Housing a permanent collection, Reflecting Canberra, and a variety of local, national and international exhibitions, CMAG provides a refreshing insight to the integration of social history and the visual arts.

Lino, Canberra and tile formation,
2000
linoleum, wood, acrylic paint
67.3 x 119.6cm
Purchased 2001
born 1940
Vivienne Binns was born in Sydney and studied art at East
Sydney Technical College in the 1960s. Since her first solo
exhibition at Watters Gallery in Sydney in 1967 her practice
has centred on art outside traditional hierarchies of production
and dissemination. Binns was a leading figure in feminist
art-making and criticism in Australia in the 1970s and a
pioneer of community art, starting with the ground-breaking
Mothers’ memories, others’ memories project in Blacktown,
Sydney, in 1979.
Lino, Canberra and tile formation is a work from the series In
memory of the unknown artist, in which Binns acknowledged
the anonymous artists and designers of the everyday objects
that pervade our lives. It’s a patchwork of linoleum fragments of
different designs, salvaged by the artist from old Canberra
houses and cut into small rectangles, then reassembled in an
animated and elegant composition. The work is both abstract
and representational – as are the different lino patterns – and
invokes visual languages from a variety of cultural sources. This
omnivorous impulse is characteristic of Binns’s practice, which in
equal measure celebrates and interrogates creative endeavour
as core to a shared humanity.
The work has a strong connection to landscape, evident in its
emphatically horizontal format, and the artist’s juxtaposition of
lino shards selected and placed to suggest land and sky. These
simple bold pictorial elements evoke the landscape art of
Antipodean modernists such as Sidney Nolan, Fred Williams and
Colin McCahon, while the organised jumble of colour and
pattern recalls ornament in Islamic art, traditional women’s craft
and geometric abstract painting. The element of chaos, the
genre of assemblage and the choice of fabricated, found
materials also locates this work alongside a tradition of
iconoclastic modernism from Dada to Robert Rauschenberg.

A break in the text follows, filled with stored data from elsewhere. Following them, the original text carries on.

Issue #1029, opened 2024-06-17
Companies need a list of their registered working hours


sloschert:
Description:

Companies are registering the hours worked of their workers. But currently they cannot see in the app for whom they registered hours worked. For data protection reasons, in the publicly visible account A (`/user/company/{company_id}/account_a`) and in the publicly visible transactions overview (`/user/company/{company_id}/transactions`), only date and amount of the registration is visible.

Proposed solution:

Each company should have a new tile on dashboard section "Company accounting", named "Registered hours worked". There, the company should be able to access all hours they registered, including name and ID of the workers they registered hours for.  

Implementation:

- [x] `ListRegisteredHoursWorkedUseCase`  in `arbeitszeit`
- [x] `ListRegisteredHoursWorkedController` in `arbeitszeit_web`
- [x] `ListRegisteredHoursWorkedPresenter` in `arbeitszeit_web`
- [ ] GET route `list_registered_hours_worked` in `arbeitszeit_flask/company/routes.py`
- [ ] `ListRegisteredHoursWorkedView` in `arbeitszeit_flask/views`
- [ ] Link to route on company dashboard `arbeitszeit_flask/templates/company/dashboard.html`

PR #1034, opened 2024-06-30
Create ListRegisteredHoursWorkedUseCase

sloschert:
The request object for this use case takes a `company_id`. We expect this company to exist in the database.

Pull Requests targeting web and flask layer will follow.

See issue #1029 for motivation.

Plan: 371825c0-3112-47cd-9cb0-fea799fad3ee (2x)

### DIFF
--- a/arbeitszeit/use_cases/list_registered_hours_worked.py
+++ b/arbeitszeit/use_cases/list_registered_hours_worked.py
@@ -1,0 +1,54 @@
+from dataclasses import dataclass
+from datetime import datetime
+from decimal import Decimal
+from uuid import UUID
+
+from arbeitszeit.records import AccountTypes
+from arbeitszeit.repositories import DatabaseGateway
+
+
+@dataclass
+class Request:
+    company_id: UUID
+
+
+@dataclass
+class RegisteredHoursWorked:
+    hours: Decimal
+    worker_id: UUID
+    worker_name: str
+    registered_on: datetime
+
+
+@dataclass
+class Response:
+    registered_hours_worked: list[RegisteredHoursWorked]
+
+
+@dataclass
+class ListRegisteredHoursWorkedUseCase:
+    database_gateway: DatabaseGateway
+
+    def list_registered_hours_worked(self, request: Request) -> Response:
+        company = (
+            self.database_gateway.get_companies().with_id(request.company_id).first()
+        )
+        assert company
+        work_account = company.get_account_by_type(AccountTypes.a)
+        assert work_account
+        records = (
+            self.database_gateway.get_transactions()
+            .where_account_is_sender(work_account)
+            .ordered_by_transaction_date(descending=True)
+            .joined_with_receiver()
+        )
+        registered_hours_worked = [
+            RegisteredHoursWorked(
+                hours=transaction.amount_sent,
+                worker_id=worker.id,
+                worker_name=worker.get_name(),
+                registered_on=transaction.date,
+            )
+            for transaction, worker in records
+        ]
+        return Response(registered_hours_worked=registered_hours_worked)
--- a/arbeitszeit/repositories.py
+++ b/arbeitszeit/repositories.py
@@ -364,6 +364,10 @@ class TransactionResult(QueryResult[records.Transaction], Protocol):
         UUID.
         """
 
+    def joined_with_receiver(
+        self,
+    ) -> QueryResult[Tuple[records.Transaction, records.AccountOwner]]: ...
+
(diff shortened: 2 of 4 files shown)


4lm (approved):
Well done! I approve this PR.

I can only think of little things, probably in the YAGNI category. So, no need to act on them. Nevertheless, I don't want to withhold them from you. Maybe you find some of them useful:

- Why not define ascending/descending in `list_registered_hours_worked` via a `Request` option with descending as a default?
- Maybe adding `transaction.id` to ` RegisteredHoursWorked` could make sense?
- What about limit and offset for listings?
- What about a date range for listings?
- What about listings for a specific worker?

arbeitszeit/use_cases/list_registered_hours_worked.py
```diff
@@ -0,0 +1,54 @@
...
+
+    def list_registered_hours_worked(self, request: Request) -> Response:
+        company = (
+            self.database_gateway.get_companies().with_id(request.company_id).first()
+        )
+        assert company
+        work_account = company.get_account_by_type(AccountTypes.a)
+        assert work_account
+        records = (
+            self.database_gateway.get_transactions()
```
4lm, line 40: Wait a second 🤔, why does the "Use Cases" (Interactor) layer contain a gateway from the outer "Interface Adapters" layer? I think the inner layers don't know the outer layers; the outer layers only operate on the inner layer via Dependency Injection (DI). Please compare with [this diagram](https://blog.cleancoder.com/uncle-bob/2012/08/13/the-clean-architecture.html) by Uncle Bob. Or am I missing something? I'm not proficient in Clean Architecture™, so my understanding of it might be wrong.

4lm (changes requested):
I might have found a little roadblock. Therefore, I retract my approval until further discussion. Please look at the code comment in the use case for further info. Thank you!

arbeitszeit/use_cases/list_registered_hours_worked.py
4lm: Also, [the article](https://blog.cleancoder.com/uncle-bob/2012/08/13/the-clean-architecture.html) below the linked diagram might be of interest, e.g.:

> [...]
> The Dependency Rule
> [...]
> The overriding rule that makes this architecture work is The Dependency Rule. This rule says that source code dependencies can only point inwards. Nothing in an inner circle can know anything at all about something in an outer circle. In particular, the name of something declared in an outer circle must not be mentioned by the code in the an inner circle. That includes, functions, classes. variables, or any other named software entity.
> [...]
> Use Cases
> [...]
> We do not expect changes in this layer to affect the entities. We also do not expect this layer to be affected by changes to externalities such as the database, the UI, or any of the common frameworks. This layer is isolated from such concerns.
> [...]

sloschert: Hey, 
important point, I hope I can clarify it.

We import the `DatabaseGateway` from the "business logic" module: `from arbeitszeit.repositories import DatabaseGateway`. This DatabaseGateway is an interface (a `Protocol`). We do NOT import the SQL database implementation (`arbeitszeit_flask/database/repositories.py`) nor the in-memory implementation we use for tests (`tests/use_cases/repositories.py`). We inject these implementations when needed.

Then there is still the question: Does these protocol classes know something about SQL database implementations? Some wordings ("join with", "offset", "limit", etc.) seem to point in that direction. But actually I think this abstract interface can be implemented by any kind of repository, be it in-memory, sql, or anything else. That we need some kind of repository in the business logic should be clear.  

Does that make sense and clarify this point?

4lm: Mhh 🤔, I think, I'm in the wrong here! I had a look, in the [Clean Architecture](https://www.oreilly.com/library/view/clean-architecture-a/9780134494272/) book. There in chapter 22 (page 202ff.) on page 208 is a structural (kind of) UML diagram (figure 22.2) which shows that the Use Case Interactor indeed can have a navigable direction towards a Data Access Interface which is comparable to our use of the Database Gateway Protocol (structural sub-typing). Also the text in that chapter seems to confirm this. I will push the state of my review to "approved", once again 😊!

4lm (approved):
Sorry for the back-and-forth. As described in my [code comment](https://github.com/ida-arbeitszeit/arbeitszeitapp/pull/1034#discussion_r1663726909), I re-approve this PR.

sloschert:
@seppeljordan I register 2x consumption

Lino, Canberra and tile formation provides a link to the
domestic heritage of Canberra through its materials. In drawing
attention to unsung artists and hidden histories of visual
endeavour in this assemblage, Binns also invokes the idea of
material artefact as a carrier of personal and general histories.
The work is both an emblem of the physical and cultural
landscape of the Canberra region as well as a hybrid of
modernist art and industrial design.